Total Loss Replacement
Personal Contents Coverage
Towing and Roadside Assistance Coverage

I am trying to determine if the rv insurance I have is enough, should I have different coverage, less coverage, etc.. The rates are quite reasonable, so I have no complaints there, but mainly want to make sure I have enough insurance coverage.


----------



## bill0830 (Nov 16, 2007)

Our camper insurance is though Nationwide. It pays 100% of content and replacement. I believe its around $17.00 a month. Not bad for such a big investment. It also covers theif, if you are broken in, both at home and while camping.


----------



## grace (Nov 16, 2007)

I don't have RV insurance, but I have house and car with State Farm. The price you quoted seems low for RV insurance.

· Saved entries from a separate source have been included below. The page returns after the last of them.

PR #2802, opened 2018-11-30
feat: add support for javadoc inline tags

monperrus:
eg `{@link Exception}`


monperrus:
To me it's finished too.

The next step will be to update the name in `{@link}` when in fully-qualified mode.

PR #2803, opened 2018-11-30
feature: AllTypeMembersFunction mode=[All, SKIP_PRIVATE]

pvojtechovsky:
AllTypeMembersFunction can now return
A) all type members
B) only these type members which are visible in input type. It means inherited private type members are not returned


monperrus:
LGTM.

I'm not sure about the name `INERNALLY_ACCESSIBLE` (typo?)

According to the doc `Returns only type members, which are accessible from the input type. It means that inherited private type members are skipped`, 

what about `SKIP_PRIVATE_TYPE`?

pvojtechovsky:
yes, there is type. I will fix it

pvojtechovsky:
> SKIP_PRIVATE_TYPE

it is not about types. but about type members.

I renamed to `SKIP_PRIVATE`.

WDYT?

PR #2805, opened 2018-11-30
feature: new property CtTypeReference#implicitParent

pvojtechovsky:
During refactoring of import handling #2683, I often needed to know whether type reference 
A) shows only simple name and it's parent is implicit
B) shows fully qualified name (it's parent is not implicit)
Therefore I found useful these two new API methods.

WDYT?

### DIFF
--- a/src/main/java/spoon/reflect/reference/CtTypeReference.java
+++ b/src/main/java/spoon/reflect/reference/CtTypeReference.java
@@ -213,5 +213,17 @@ public interface CtTypeReference<T> extends CtReference, CtActualTypeContainer, 
 	@DerivedProperty
 	CtTypeParameter getTypeParameterDeclaration();
 
+	/**
+	 * @param parentIsImplicit false then fully qualified name is printed.
+	 * 		true then type simple name is printed.
+	 */
+	@DerivedProperty
+	CtTypeReference<T> setImplicitParent(boolean parentIsImplicit);
 
+	/**
+	 * @return false then fully qualified name is printed.
+	 * 		true then type simple name is printed.
+	 */
+	@DerivedProperty
+	boolean isImplicitParent();
 }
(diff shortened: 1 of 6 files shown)


monperrus:
LGTM.

I would propose to rename to `isParentImplicit` which would be a perfect English question.

pvojtechovsky:
I am ok with any rename. The main question is whether the word `parent` should be there at all...
Note that implicit value doesn't come from parent, but from package or declaring type ...
So may be names like
* isFullyQualified - is near, but not 100% correct
* isQualified
* isJustSimpleName
* ....

I really do not know the good name here...

pvojtechovsky:
may be `implicitScope`, `implicitQualifier`, ... ?

monperrus:
What's the intent there?

1. that the typeref itself contains enough type information to be fully qualified? Then `canBeFullyQualified` 
1. that the fully-qualified name is derived from the parent? Then `isFullyQualifiedFromParent` 
1. that the fully-qualified name is derived from something else that is not `this`? Then `isFullyQualifiedDerived`
1. Something else?

pvojtechovsky:
> What is the intent?

to define whether scope of type reference has to be printed or not. E.g. 
```java
CtTypeReference ref = factory.createTypeReference("java.lang.String");
ref.setImplicitParent(false); //prints: "java.lang.String"
ref.setImplicitParent(true); //prints: "String"
ref.setImplicit(true); //prints: ""
```
In the case above it is about implicitness of package reference. But there are other case like type reference: `some.package.OuterType.NestedType.LeafType`, where setImplicitParent(true), causes that it will print `LeafType` only.

pvojtechovsky:
This PR needs to be finished before most of other PRs. Any idea about good name for that API method?

monperrus:
According to your last explanation, the current name is OK.

I'm OK to merge. Ready?

pvojtechovsky:
Yes, it is ready for merge

PR #4272, opened 2021-11-06
fix: force execution of `mvn -version` in CMD in case of Windows

algomaster99:
Reference: https://github.com/SpoonLabs/sorald/issues/612

@slarse, I think the scheduled tests were failing because the "Run tests" step on windows was failing. For [other platforms](https://github.com/SpoonLabs/sorald/runs/4126994132?check_suite_focus=true#step:11:535), that step passed.

I have also tried to execute tests on Sorald on Windows after using the edited spoon build with the change in this PR and all tests passed :heavy_check_mark: .

EDIT: I saw the tests for macOS and Ubuntu pass in one of the workflows where they ran before the Windows' tests. I am not sure how to run all jobs for an individual OS in the matrix.

### DIFF
--- a/src/main/java/spoon/support/compiler/SpoonPom.java
+++ b/src/main/java/spoon/support/compiler/SpoonPom.java
@@ -525,6 +525,9 @@ public class SpoonPom implements SpoonResource {
 		try {
 			String[] cmd;
 			if (System.getProperty("os.name").contains("Windows")) {
+				// We launch a subshell in case of Windows because the subprocess below is unable to look up the PATH
+				// on Windows.
+				// See https://github.com/SpoonLabs/sorald/runs/4193699004?check_suite_focus=true#step:8:11.
 				cmd = new String[]{"cmd", "/c", "\"mvn -version\""};
 			} else if (System.getProperty("os.name").contains("Mac")) {
 				cmd = new String[]{"sh", "-c", "mvn -version"};
--- a/src/main/java/spoon/support/compiler/SpoonPom.java
+++ b/src/main/java/spoon/support/compiler/SpoonPom.java
@@ -525,7 +525,7 @@ public class SpoonPom implements SpoonResource {
 		try {
 			String[] cmd;
 			if (System.getProperty("os.name").contains("Windows")) {
-				cmd = new String[]{"mvn.cmd", "-version"};
+				cmd = new String[]{"cmd", "/c", "\"mvn -version\""};
 			} else if (System.getProperty("os.name").contains("Mac")) {
 				cmd = new String[]{"sh", "-c", "mvn -version"};
 			} else {


slarse:
Hi @algomaster99,

I do not believe that there's a problem in Spoon. If `mvn.cmd` can't be found, most likely it's not available on the path. Spoon's Windows tests are passing fine without this change.

Launching a subshell is bad practice due to the risk of injection attacks (I see that the Mac version is doing that for some reason, we should change that). There's really no such risk here as there's no user input, but I don't see any reason we should need to launch a subshell.

Check the system path of the affected build and ensure that it includes Maven first.

algomaster99:
> Check the system path of the affected build and ensure that it includes the Maven bin directory.

I thought I should do this, however, the workflow is [able to execute](https://github.com/SpoonLabs/sorald/runs/4123271163?check_suite_focus=true#step:11:1) `mvn tests` so it has to be in `PATH`.

slarse:
> > Check the system path of the affected build and ensure that it includes the Maven bin directory.
> 
> I thought I should do this, however, the workflow is [able to execute](https://github.com/SpoonLabs/sorald/runs/4123271163?check_suite_focus=true#step:11:1) `mvn tests` so it has to be in `PATH`.

There are different paths in Windows. As I don't use Windows often, I don't know this by heart, but I _think_ that when you run a subprocess from Java, it only does binary lookup on the system path. When you instead launch a full subshell, the shell itself probably resolves the full process path (user path + system path, perhaps some other path I don't know about), which is also what happens when you just run `mvn test`.

You could go down that avenue and investigate the details, but I'm pretty sure that if a binary is on the system path, it's "globally" discoverable. The user path is not always loaded.

@MartinWitt @I-Al-Istannen didn't one of you have a problem with the path in Windows recently? Can you recall the details?

algomaster99:
@slarse Thanks for the inputs! I will try debugging this again.

algomaster99:
> but I think that when you run a subprocess from Java, it only does binary lookup on the system path.

I tried this yesterday by creating a `RunMvnSubprocess` java class in sorald package and executed its main method. It was able to output the path to the executable of maven in Windows.

```java
package sorald;

import java.io.BufferedReader;
import java.io.IOException;
import java.io.InputStreamReader;

class RunMvnSubprocess {
    public static void main(String[] args) throws IOException, InterruptedException {
        String[] cmd = new String[]{"mvn.cmd", "-version"};
        Process p = Runtime.getRuntime().exec(cmd);
        String mavenVersionParsing = "Maven home: ";
        try (BufferedReader output = new BufferedReader(new InputStreamReader(p.getInputStream()))) {
            String line;

            while ((line = output.readLine()) != null) {
                if (line.contains(mavenVersionParsing)) {
                    System.out.println(line);
                }
            }
        }
        p.waitFor();
    }
}
```
```
>>>
Maven home: C:\Users\91730\apache-maven-3.8.1-bin\apache-maven-3.8.1\bin\..

Process finished with exit code 0
 
```

I would also like to bring one more thing to your attention which I discovered yesterday, but did not post it here because I thought it might be unrelated. I noticed that all the 4 tests which failed in the build had one thing in common about them. Each of them ran the subprocess from a `tempDir` created by `@TempDir` annotation provided by Junit5. I didn't explore this avenue much because I thought there should be no issue to execute `mvn -version` form `\C\Users\<name>\AppData\Local\Temp`. I can probably look along these lines too.

monperrus:
Overall, LGTM.

My understanding is that `guessMavenHome` never worked correctly on Windows. Still all tests pass.

@algomaster99  could you add a new test for `guessMavenHome` and ensure it's run by the windows build?

slarse:
> Overall, LGTM.

I strongly disagree, launching an entire shell as a subprocess is not a good solution. We should only execute the Maven binary.

> My understanding is that guessMavenHome never worked correctly on Windows. Still all tests pass.

It worked fine up until a few days ago, and has been working fine for months. In Sorald's CI, that is. We have no reports of it not working elsewhere. I _really_ don't think this is a problem in Spoon, I think it's a problem with paths, or potentially even that the Maven binary has been renamed (but I looked it up and it still seems to be called `mvn.cmd` in the very latest version).

I looked through the logs of the [first build that failed](https://github.com/SpoonLabs/sorald/runs/4087248573?check_suite_focus=true), and it appears that the virtual environment version for Windows has changed in respect to the [prior build](https://github.com/SpoonLabs/sorald/runs/4087248573?check_suite_focus=true) (which passed).

Here's the passing build's virtual environment:

```
Virtual Environment
  Environment: windows-2019
  Version: 20211018.0
  Included Software: https://github.com/actions/virtual-environments/blob/win19/20211018.0/images/win/Windows2019-Readme.md
  Image Release: https://github.com/actions/virtual-environments/releases/tag/win19%2F20211018.0
```

Here's the failing build's virtual environment:

```
Virtual Environment
  Environment: windows-2019
  Version: 20211102.4
  Included Software: https://github.com/actions/virtual-environments/blob/win19/20211102.4/images/win/Windows2019-Readme.md
  Image Release: https://github.com/actions/virtual-environments/releases/tag/win19%2F20211102.4
```

I'm not sure that's it but it's a start.

algomaster99:
> I really don't think this is a problem in Spoon

More debugging has led me to this conclusion too. I think there is a problem with Junit maybe. I will explain why.

I created a simple test case in spoon and sorald and tried executing them on my local machine using Windows.
```java
@Test
public void test() {
    System.out.println(SpoonPom.guessMavenHome());
}
```
This works as expected in spoon, however it STDOUTs `null` in Sorald. And the same piece of code (without test annotation) works well in the main package for both repositories. This led me to think that probably Junit 5 doesn't allow executing scripts _within_ it. I am thinking to question the Junit team about it.

monperrus:
> We should only execute the Maven binary.

if we are able to find it with guarantees yes :)

> launching an entire shell as a subprocess is not a good solution. 

that's only when calling `guessMavenHome` which I expect it to be called rarely and never in hot code

slarse:
> > launching an entire shell as a subprocess is not a good solution.
> 
> that's only when calling `guessMavenHome` which I expect it to be called rarely and never in hot code

It's not about performance, it's about a) knowing _why_ one thing works while the other does not, and b) launching a full subshell opens up a full host of injection attack vectors. Who knows, perhaps at some point someone decides the Maven launcher should take user input, does not sanitize it, and opens up a very unnecessary attack vector.

If it turns out the only way we can make this work reliably on Windows is to launch a subshell, then sure, we'll do that, but only after we actually know it's the only way, and why it's the only way. Since it worked fine until version 20211102.4 of the Windows virtual environment here on GH, I feel fairly confident it's not the only way.

algomaster99:
[The list](https://github.com/actions/virtual-environments/compare/win19/20211102.4...win19/20211018.0) of changes between the two images specified above. Maybe we will have to inspect version changes of software which might have affected this.

slarse:
@algomaster99 Have you checked the output from the subprocess? If there's nothing on stdout, there should be something on stderr.

algomaster99:
@slarse I checked the error stream as well. There is no byte there too. I even tried to call `read` over the stream and it returned `-1` so it confirmed that the error stream has no bytes to read.

I also used `ProcessBuilder`, as suggested in this [answer](https://stackoverflow.com/a/69903411), however I don't get any output in the input stream even after merging the two streams. Moreover, error stream didn't have any bytes without merging too.

algomaster99:
@slarse They answered why the builds are failing.
> your project still uses M2_HOME which was deprecated and removed along with Win 20211102.4 release (more details here: TheCakeIsNaOH/chocolatey-packages#17). Probably you need to redesign your scripts to avoid M2_HOME usage.

I think we always relied on `M2_HOME` for getting the path to `mvn` on Windows and we never really needed to execute the `mvn.cmd -version` command. Since usage of `M2_HOME` is deprecated, we should do two things:
1. Eliminate usage of `M2_HOME` in `MavenLauncer` to get path to the executable.
2. Figure out how to execute Java subprocess in Windows.

slarse:
> @slarse They answered why the builds are failing.
> 
> > your project still uses M2_HOME which was deprecated and removed along with Win 20211102.4 release (more details here: [TheCakeIsNaOH/chocolatey-packages#17](https://github.com/TheCakeIsNaOH/chocolatey-packages/issues/17)). Probably you need to redesign your scripts to avoid M2_HOME usage.
> 
> I think we always relied on `M2_HOME` for getting the path to `mvn` on Windows and we never really needed to execute the `mvn.cmd -version` command. Since usage of `M2_HOME` is deprecated, we should do two things:

Ah, that is quite possible. Thus, when `M2_HOME` was removed, it stopped working.

>     1. Eliminate usage of `M2_HOME` in `MavenLauncer` to get path to the executable.

Sounds reasonable but not urgent, it's just a fallback. What's more urgent is figuring out why `mvn.cmd` is not on the path.

>     2. Figure out how to execute Java subprocess in Windows.

Well, this is not a problem. The current version executes a subprocess. It's just that `mvn.cmd` is not on the (relevant) path.

slarse:
@algomaster99 I did a little bit of debugging, and the Maven bin directory is _not_ on the system path, it's on the user path (and process path), [see here](https://github.com/SpoonLabs/sorald/runs/4192956706?check_suite_focus=true). Like I mentioned [up here](https://github.com/INRIA/spoon/pull/4272#issuecomment-962659893), I bet that Java only checks the system path on Windows.

slarse:
Okay, so it's really pretty simple: Java doesn't do any lookup on the path at ALL when creating a subprocess. We gotta provide the absolute path to the Maven executable. [We could do it like they do for Java Language Server](https://github.com/georgewfraser/java-language-server/commit/40b76143b17f9b0fcd3d09106d621f45f6c61cea).

Here's debugging showing that the absolute path works fine: https://github.com/SpoonLabs/sorald/runs/4193323097?check_suite_focus=true

I can add a fix for this tomorrow.

algomaster99:
> Java doesn't do any lookup on the path at ALL when creating a subprocess.

Some questions about this statement.

Q.1 How is this happening in Linux then? We don't use `M2_HOME` there and I think we get the path to binary of `mvn` by executing `mvn --version`. And we also don't open a subshell for executing this command in case of Linux.

Q.2 Why are there two outputs of `mvn --version` [here](https://github.com/SpoonLabs/sorald/runs/4193323097?check_suite_focus=true#step:8:21)? One comes from executing the `mvn` binary via an absolute path. Where does the other come from if binaries in `mvn.cmd --version` or `mvn --version` are not being looked up?

> but it will be the most reliable way of finding the mvn.cmd executable as it is guaranteed to respect the full process path.

Yes, I am also not much in favour of walking through the `bin` directory and finding the path when we know that the launching a subshell here is not prone to arbitrary code execution.

slarse (changes requested):
Let's go with launching a subshell, at least now we understand why it's the easiest solution.

I'd request two additional things here:

1. A test for `guessMavenHome` to see that it actually finds _something_ on all platforms.
2. A comment stating why we launch a subshell (Runtime.exec() doesn't do binary lookup on the path on Windows, or at least that's the working theory)

slarse:
> > Java doesn't do any lookup on the path at ALL when creating a subprocess.
> 
> Some questions about this statement.
> 
> Q.1 How is this happening in Linux then? We don't use `M2_HOME` there and I think we get the path to binary of `mvn` by executing `mvn --version`. And we also don't open a subshell for executing this command in case of Linux.

It does binary lookup on path on Linux, I've tested that locally.

> Q.2 Why are there two outputs of `mvn --version` [here](https://github.com/SpoonLabs/sorald/runs/4193323097?check_suite_focus=true#step:8:21)? One comes from executing the `mvn` binary via an absolute path. Where does the other come from if binaries in `mvn.cmd --version` or `mvn --version` are not being looked up?

That's a good question. There seems to be some overlap in output here, but looking again, there actually seems to be only one exception. Hold on, I'll try again.

algomaster99:
> There seems to be some overlap in output here, but looking again, there actually seems to be only one exception. Hold on, I'll try again.

I think the subprocess exits with code `1` but it doesn't raise a Java exception and that's why the tests just passed even though we didn't get the desired result. Running only [`mvn.cmd` confirms it](https://github.com/SpoonLabs/sorald/runs/4198668159?check_suite_focus=true).

slarse:
> > There seems to be some overlap in output here, but looking again, there actually seems to be only one exception. Hold on, I'll try again.
> 
> I think the subprocess exits with code `1` but it doesn't raise a Java exception and that's why the tests just passed even though we didn't get the desired result. Running only [`mvn.cmd` confirms it](https://github.com/SpoonLabs/sorald/runs/4198668159?check_suite_focus=true).

Possibly. It's just absolutely incomprehensible to me why it doesn't do binary lookup on the path. On Windows. It _clearly_ does so on *NIX systems, well at least Linux. I'll try on macOS when I next get my hands on a Mac.

Let's just go with launching a subshell anyway. We've spent enough time here :)

algomaster99:
> Let's just go with launching a subshell anyway. We've spent enough time here :)

Great! I will make the two changes you suggested above by tomorrow.

algomaster99:
@slarse , the tests for `guessMavenHome` [already exists](https://github.com/INRIA/spoon/blob/master/src/test/java/spoon/MavenLauncherTest.java#L211) and it [passes on Windows](https://github.com/INRIA/spoon/runs/4201008971?check_suite_focus=true#step:10:47) too which is very weird because the virtual environment of this build is as follows
```
Environment: windows-2019
  Version: 20211110.1
  Included Software: https://github.com/actions/virtual-environments/blob/win19/20211110.1/images/win/Windows2019-Readme.md
  Image Release: https://github.com/actions/virtual-environments/releases/tag/win19%2F20211110.1
```
And according to https://github.com/actions/virtual-environments/issues/4485#issuecomment-967145878, the test should have failed because I am assuming that if `M2_HOME` is removed in 20211102.4, it should also not exist in  20211110.1.

Another reason which supports that the test should fail because we already reached a conclusion (perhaps a correct one) that Java subprocess is not able to lookup path in Windows system and so eventually, it should not be able to find `mvnHome`.

slarse:
You're right, there is a test. I missed it because it is loading the method dynamically, maybe it was private at some point.

Anyway, yes, that test works fine, and I tried it on my local machine as well. Windows _does_ do binary lookup on the path, the reason it didn't work in my "debugging" session was that I had forgotten to remove a line of code that added the actual binary to the path. Which caused strangeness.

So, we're back to "we don't actually need to launch a subshell", I'm afraid. There's something wrong in Sorald's environment.

slarse:
I've finally narrowed it down. This has something to do with JUnit5 on Windows. On my local Windows machine, this works fine:

```java
@org.junit.Test
public void testGuessMavenHomeReturnsString() {
    assertThat(SpoonPom.guessMavenHome(), is(notNullValue(String.class)));
}
```

But if I switch `@org.junit.Test` for `@org.junit.jupiter.api.Test`, it fails.

slarse:
Found the problem, it's the `SystemExitHandler` that registers a custom `SecurityManager`, which causes strangeness in executing a subprocess.

algomaster99:
We decided to refrain from launching a sub-command prompt and found a [better workaround](https://github.com/SpoonLabs/sorald/pull/617).

slarse:
So, I've considered this some more, and I think we should either a) launch a subshell, or b) actually do the lookup of the full path for the binary. The former is a bit nasty but _probably_ okay, the latter is the proper way.

It doesn't really make sense for Spoon's MavenLauncher to suddenly stop working on Windows in the presence of a `SecurityManager`. If we say we support Windows, then we should aim for feature parity between Windows and *NIX.

algomaster99:
> It doesn't really make sense for Spoon's MavenLauncher to suddenly stop working on Windows in the presence of a SecurityManager.

It's not sudden, right? It had never been working because we always fell back on `M2_HOME` which corroborates your point that we should have a more *permanent* way because we say we support windows. In that case, maybe we should look up the `maven` binary the proper way. I can open an issue for that and submit a PR when I get time.

slarse:
> It's not sudden, right? 

No, it's probably never worked. But `M2_HOME` has always been set in our test environments and has historically been widely used.

> In that case, maybe we should look up the maven binary the proper way. I can open an issue for that and submit a PR when I get time.

That would be great.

The house I have everything inside covered. The lightning storm took out our phones, TV, and patio set. They covered all of it. I got for replacing them all. That was a few years ago. Now, I get a discount because I have no claims with them.:thumbup1:


----------



## ctfortner (Nov 16, 2007)

We have progressive rv insurance.

We pay $260 a year and have

COMPREHENSIVE 
COLLISION 
MEXICO COVERAGE
FIRE DEPARTMENT SERVICEEMERGENCY EXPENSE 
VACATION LIABILITY 
$1,000 REPLACEMENT COST 
ROADSIDE ASSISTANCE

I may check into the nationwide, it seems like more coverage for less cost


----------



## grace (Nov 16, 2007)

Progressive sounds similar to what I'm paying now. When I got Sate Farm it was years ago. Virginia is a state where you have to be insured. It was less restrictive in MN. So I just did the basic lowest coverage when I started. Now it's full coverage because of the van. Every year it's less money for insurance. But when my 16 year old daughter gets on, it's going up.:bang:


----------



## mikey (Feb 20, 2008)

Thanks for the info. I will have to login and see what my monthly rate is and what all coverage is included. It may be time to compare with other companies.


----------



## grace (Nov 16, 2007)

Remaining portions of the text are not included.